The values can be from the set {1,2,3,4}.
The default is none of them.
See |
Details
This model represents one type of bivariate extension
of the exponential
distribution that is applicable to certain problems,
in particular,
to two-component systems which can function if one of
the components
has failed. For example, engine failures in
two-engine planes, paired
organs such as peoples' eyes, ears and kidneys.
Suppose y_1 and y_2 are random variables
representing the lifetimes of
two components A and B
in a two component system.
The dependence between y_1 and y_2
is essentially such that the failure of the B component
changes the parameter of the exponential life distribution
of the A component from \alpha to
\alpha', while the failure of
the A component
changes the parameter of the exponential life distribution
of the B component from \beta to
\beta'.
The joint probability density function is given by
f(y_1,y_2) = \alpha \beta' \exp(-\beta' y_2 -
(\alpha+\beta-\beta')y_1)
for 0 < y_1 < y_2, and
f(y_1,y_2) = \beta \alpha' \exp(-\alpha' y_1 -
(\alpha+\beta-\alpha')y_2)
for 0 < y_2 < y_1.
Here, all four parameters are positive, as well
as the responses
y_1 and y_2.
Under this model, the probability that component A
is the first to fail is
\alpha/(\alpha+\beta).
The time to the first failure is distributed as an
exponential distribution with rate
\alpha+\beta. Furthermore, the
distribution of the time from first failure to failure
of the other component is a mixture of
Exponential(\alpha') and
Exponential(\beta') with proportions
\beta/(\alpha+\beta)
and \alpha/(\alpha+\beta)
respectively.
The marginal distributions are, in general, not exponential.
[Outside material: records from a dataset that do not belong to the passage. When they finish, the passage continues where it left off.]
PR #1056, opened 2015-09-16
feat(logging): add createdAt to account.signed activity event

### LINKED ISSUE #1027: Emit events for account activity on key days

philbooth:
Fixes #1027, sending the value of `account.createdAt` with the `account.signed` activity event. The data should be processed by a Heka filter as per https://github.com/mozilla/fxa-auth-db-mysql/issues/86.

While modifying `log.activityEvent`, I noticed that it wasn't allowing `service` to be set on the query string, which was already fixed everywhere else in https://github.com/mozilla/fxa-auth-server/pull/984. Seeing as I was writing tests for that function anyway, I took the liberty of fixing it here too and adding a test.

### DIFF
--- a/lib/log.js
+++ b/lib/log.js
@@ -76,8 +76,10 @@ Lug.prototype.activityEvent = function(event, request, data) {
   if (request.headers['user-agent']) {
     info.userAgent = request.headers['user-agent']
   }
-  if (request.payload && request.payload.service) {
-    info.service = request.payload.service
+  try {
+    // request.payload and request.query are not always set in the unit tests
+    info.service = request.payload.service || request.query.service
+  } catch (err) {
   }
   Object.keys(data).forEach(function (key) {
     info[key] = data[key]
--- a/lib/log.js
+++ b/lib/log.js
@@ -66,10 +66,12 @@ Lug.prototype.event = function (name, data) {
   process.stdout.write(JSON.stringify(e) + '\n')
 }
 
-Lug.prototype.activityEvent = function(event, uid, request) {
+Lug.prototype.activityEvent = function(event, request, data) {
+  if (! data || ! data.uid) {
+    return this.error({ op: 'log.activityEvent', data: data })
+  }
   var info = {
-    event: event,
-    uid: uid,
+    event: event
   }
   if (request.headers['user-agent']) {
     info.userAgent = request.headers['user-agent']
@@ -77,6 +79,10 @@ Lug.prototype.activityEvent = function(event, uid, request) {
   if (request.payload && request.payload.service) {
     info.service = request.payload.service
   }
+  Object.keys(data).forEach(function (key) {
+    info[key] = data[key]
+  })
+
   this.logger.info('activityEvent', info)
   this.statsd.write(info)
 }
--- a/lib/routes/sign.js
+++ b/lib/routes/sign.js
@@ -87,9 +87,10 @@ module.exports = function (log, isA, error, signer, db, domain) {
             })
           }
         }
+        var uid = sessionToken.uid.toString('hex')
         signer.sign(
           {
-            email: sessionToken.uid.toString('hex') + '@' + domain,
+            email: uid + '@' + domain,
             publicKey: publicKey,
             domain: domain,
             duration: duration,
@@ -98,8 +99,10 @@ module.exports = function (log, isA, error, signer, db, domain) {
             verifiedEmail: sessionToken.email
           }
         ).then(function(certResult) {
-          var uid = sessionToken.uid.toString('hex')
-          log.activityEvent('account.signed', uid, request)
+          log.activityEvent('account.signed', request, {
+            uid: uid,
+            account_created_at: sessionToken.accountCreatedAt
+          })
           reply(certResult)
         }, reply)
       }
--- a/lib/routes/account.js
+++ b/lib/routes/account.js
@@ -125,7 +125,9 @@ module.exports = function (
                   )
                   .then(
                     function (account) {
-                      log.activityEvent('account.created', account.uid.toString('hex'), request)
+                      log.activityEvent('account.created', request, {
+                        uid: account.uid.toString('hex')
+                      })
                       if (account.emailVerified) {
                         log.event('verified', { email: account.email, uid: account.uid, locale: account.locale })
                       }
@@ -270,7 +272,9 @@ module.exports = function (
                       throw error.incorrectPassword(emailRecord.email, email)
                     }
                     var uid = emailRecord.uid.toString('hex')
-                    log.activityEvent('account.login', uid, request)
+                    log.activityEvent('account.login', request, {
+                      uid: uid
+                    })
                     return db.createSessionToken(
                       {
                         uid: emailRecord.uid,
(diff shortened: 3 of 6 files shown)


lib/log.js
```diff
@@ -74,9 +74,16 @@ Lug.prototype.activityEvent = function(event, uid, request) {
   if (request.headers['user-agent']) {
     info.userAgent = request.headers['user-agent']
   }
-  if (request.payload && request.payload.service) {
-    info.service = request.payload.service
+  try {
```
philbooth: This looks weird I know, but it seemed cleaner than explicitly checking both `request.payload` and `request.query` before dereferencing them.

Initially I assumed we could get rid of the checks entirely because Hapi always creates both objects. But a whole bunch of tests failed when I did that, hence catching the `ReferenceError` seemed like the next best thing to do.

vladikoff:
@rfk is this what we talked about, where we can determine a Pocket login (for retention) and check if the users stay OR do we need to do more work on the oauth-server?

rfk:
> Seeing as I was writing tests for that function anyway, I took the liberty of fixing it here too and adding a test.

:+1: but please put it as a separate commit if possible, for changelog clarity (and corresponding whats-new-in-fxa announcement email niceness)

lib/log.js
rfk: nice, although probably worth a code comment to explain the weirdness for posterity :-)

lib/log.js
```diff
@@ -66,7 +66,7 @@ Lug.prototype.event = function (name, data) {
   process.stdout.write(JSON.stringify(e) + '\n')
 }
 
-Lug.prototype.activityEvent = function(event, uid, request) {
+Lug.prototype.activityEvent = function(event, uid, request, extraData) {
```
rfk: We could consider just merging `uid` and `extraData` into a single object parameter here

lib/routes/sign.js
```diff
@@ -87,19 +87,23 @@ module.exports = function (log, isA, error, signer, db, domain) {
             })
           }
         }
-        signer.sign(
-          {
-            email: sessionToken.uid.toString('hex') + '@' + domain,
+        var uid = sessionToken.uid.toString('hex')
+        var account
+        db.account(uid).then(function(a) {
```
rfk: Hmm....I'm a little wary of adding another db read here, given that this is one of more frequently-called endpoints.  An alternative would be to slurp in the account.createdAt when we read the sessionToken, and expose it as a property on the session token in the same way we currently do for `verifierSetAt`, `locale` and others.

rfk:
> is this what we talked about, where we can determine a Pocket login (for retention) and
> check if the users stay OR do we need to do more work on the oauth-server?

We could do it this way, but I think it'd be more reliably done on the oauth server.  Let's not worry about doing the "used pocket and then signed up for sync and was retained" analysis as part of this first round of work though.

philbooth:
> I'm a little wary of adding another db read here, given that this is one of more frequently-called endpoints. An alternative would be to slurp in the account.createdAt when we read the sessionToken, and expose it as a property on the session token in the same way we currently do for `verifierSetAt`, `locale` and others.

Sorry @rfk, I'm not sure how to implement this. Perhaps I've misunderstood what you're proposing or maybe I've missed something in the code. I looked at the `verifierSetAt` and `locale` examples but they're not clarifying it for me.

I *think* what you're saying is to set something like an `accountCreatedAt` property inside `SessionToken.create`, when it's called (indirectly) from `lib/routes/account.js`. I had a play around with this approach [here](https://github.com/mozilla/fxa-auth-server/commit/70ab280ebf0de0c0a4a2ef82b053e0cf5b6e3b56). The problem I have is that where I want to access that property, in `lib/routes/sign.js`, the `SessionToken` object I receive hasn't been created that way (I think), instead it's come directly from the database via the `makeCredentialFn`-wrapped stuff in `lib/server.js`.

By default, the linear/additive predictors are
\eta_1=\log(\alpha),
\eta_2=\log(\alpha'),
\eta_3=\log(\beta),
\eta_4=\log(\beta').
A special case is when \alpha=\alpha'
and \beta=\beta', which means that
y_1 and y_2 are independent, and
both have an ordinary exponential distribution with means
1 / \alpha and 1 / \beta
respectively.
Fisher scoring is used, and the initial values correspond to the MLEs of an intercept model. Consequently, convergence may take only one iteration.
Value
An object of class "vglmff"
(see vglmff-class).
The object is used by modelling functions
such as vglm
and vgam.
Note
To estimate all four parameters, it is necessary to have some
data where y_1<y_2 and y_2<y_1.
The response must be a two-column matrix, with columns
y_1 and y_2.
Currently, the fitted value is a matrix with two columns; the
first column has values
(\alpha'+\beta)/(\alpha' (\alpha+\beta))
for the mean of y_1,
while the second column has values
(\beta'+\alpha)/(\beta' (\alpha+\beta))
for the mean of y_2.
The variance of y_1 is
\frac{(\alpha')^2 + 2 \alpha \beta + \beta^2}{
(\alpha')^2 (\alpha + \beta)^2},
the variance of y_2 is
\frac{(\beta')^2 + 2 \alpha \beta + \alpha^2 }{
(\beta')^2 (\alpha + \beta)^2 },
the covariance of y_1 and y_2 is
\frac{\alpha' \beta' - \alpha \beta }{
\alpha' \beta' (\alpha + \beta)^2}.
Author(s)
T. W. Yee
References
Freund, J. E. (1961). A bivariate extension of the exponential distribution. Journal of the American Statistical Association, 56, 971–977.
See Also
exponential.
Examples
fdata <- data.frame(y1 = rexp(nn <- 1000, rate = exp(1)))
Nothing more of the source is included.